These ideas have a powerful predecessor in Duplessis and Union Nationale, the party that dominated Québec from 1936 to 1959, whose regime is widely-known as la Grande Noirceur (the Great Darkness). Duplessis was vehemently anti-union.

The Emergence of a New Reactionary Vote

The Conservatives’ electoral leap was the most surprising outcome, jumping from 59,000 votes in 2018, to 531,000, 12.9 percent of the votes cast. Their level of support now rivals the PQ (14.6) and the Liberals (14.4). Its leader, Éric Duhaime, has long been a figure of the right of Canadian politics, supporting Stockwell Day when he led the Canadian Alliance twenty years ago. Duhaime was a right-wing journalist in print and on television and radio.

With the so-called end of the pandemic, many pundits are writing off the Conservatives, saying they missed their chance of getting anyone elected. This is a mistaken perspective. The pandemic is not over; new variants are continuing to be discovered, and COVID-related deaths in Québec have already more than doubled those of 2021, with still two few months of 2022. The mounting economic crisis, caused by the contradictions of capitalism, will continue. The Conservatives can continue to channel new disillusioned layers into its ranks, especially while the mainstream left continues to push an abstract, idealist program that does not aim to build roots in social movements. 

Despite its name, the Conservative party pursues ultra-libertarian objectives. The declarations of its representatives are all over the place; some are against abortion rights while others are against the vaccine. What unites them is the defence of small- and medium-sized businesses, or even large ones. The party leader wants to privatize state-owned enterprises like the SAQ (public wine and spirits) stores and the healthcare system. Duhaime pushes for increased hydrocarbon production, in the process sacrificing the environment and trade unions. He has defended the cancellation of all COVID measures since last January. This appeal to personal freedoms has channelled social anger into votes. 
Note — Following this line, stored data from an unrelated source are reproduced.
Issue #176, opened 2018-12-20
Deleted Elements remain in the List of Assignments


amgrubb:
I created a big model and ran some simulations.
Then I deleted half the model elements and the deleted elements remained List of Assignments Table (see screenshot of model and View List of Assignments Window).

Branch: Develop

![screen shot 2018-12-20 at 9 27 49 am](https://user-images.githubusercontent.com/6596937/50290560-0cbf7900-043a-11e9-8ceb-22fa2c8f548d.png)

amgrubb:
If you change the value of the evolving function to None before you delete the value, then the issue is resolved. This is an unacceptable workaround.

Connects with deleting element, and the value is still in the model.

amgrubb:
I believe this is fixed now that we got the merge to work.

Issue #166, opened 2018-10-17
Deleted element not properly accounts for in creation of initial model.


amgrubb:
If I start creating a model and delete an element and keep creating a model I get the following error when I click the analysis button:

![screen shot 2018-10-16 at 9 23 59 pm](https://user-images.githubusercontent.com/6596937/47056338-db040a80-d189-11e8-8dec-ba825e36ab81.png)

There error appears to be from the following code.
onFunction.js Lines 38-66:
```
function reassignIntentionIDs() {
	var elements = graph.getElements();
	var intentions = model.intentions;
 	var currID = 0;
	var currIDStr;
	for (var i = 0; i < intentions.length; i++) {
		var intention = intentions[i];
 		if (parseInt(intention.nodeID) !== currID) {
 			// The current intention's ID must be reassigned
		
			// Find the intention's cell
			var cell;
			for (var j = 0; j < elements.length; j++) {
				if (elements[i].attributes.nodeID === intention.nodeID) {
					cell = elements[i];
				}
			}
 			currIDStr = currID.toString();
 			while (currIDStr.length < 4){
	                currIDStr = '0' + currIDStr;
	        }
			cell.attributes.nodeID = currIDStr;
			intention.setNewID(currIDStr);
		}
 		currID += 1;
	}
 	Intention.numOfCreatedInstances = currID;
	Link.numOfCreatedInstances = currID;
}
```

The Conservatives were most successful at channelling the widespread anger in society, that was exacerbated by the pandemic years. Private control of the government, namely from the McKinsey consulting firm, and the pharmaceutical industry’s blackmail have never been more evident. The loss of trust in institutions has fermented to such a level that it has spilled over into a distrust of science, especially regarding vaccines. The combative and openly hostile propaganda of the Conservatives towards the government and mainstream media was an effective strategy. 

They claimed the enemy was the Legault government. It mobilized 3,000 people to an event in Québec City, the largest gathering of any party during the campaign. The party mobilized hundreds on a demo against COVID public health measures, and Legault and his COVID management. 

The party focuses on the theme of freedom, which also happens to apply to small- and medium-sized businesses, to answer the worries of people watching their livelihood go up in smoke. Small business owners, such as gym or restaurant owners, suffered the most losses from COVID measures. The Conservatives represent primarily the interests of this class of people, particularly around Quebec City. Instead of blaming the multinational corporations that are making record profits, the Conservatives attack the “weight of bureaucracy” (in both the State and trade unions) and stifling taxes. Duhaime supported the “convoy” and channelled that into electoral support.

The Conservatives claim that “hard work pays off” and their rhetoric for “individual freedoms” to build a business gains an echo in a layer of the working class who hope to become business owners one day. The rhetoric argues that by “liberating” companies from taxes, unions, and environmental norms, profits will increase. However, profits for who? A very select segment of the population, at the cost of workers’ living standards, health and safety, and the environment.

The entire world is facing inflation, recession, ruptured supply chains, war and increased inter-imperialist tension. It is delusional to think that a bourgeois party can reorganize Québec society in isolation from this global situation. 

Traditional Parties in Crisis

Québec’s traditional parties, the Liberals and the PQ, had their worst performance in more than 50 years. They are melting both in votes and elected MPs. The Liberals remain the official opposition party with 21 elected representatives, despite only having 14 percent of the popular vote, most of it concentrated in Montreal.

Quebec’s electoral system meant the PQ, with its votes spread much more across Québec, only elected 3 MPs despite having 10,000 more votes than the Liberals.

Political Programs and Social Division

The electoral result echoes what had been measured by trade union polling. Polls done a few months before the election showed strong support for the CAQ and the Conservatives among unionized workers. What is happening?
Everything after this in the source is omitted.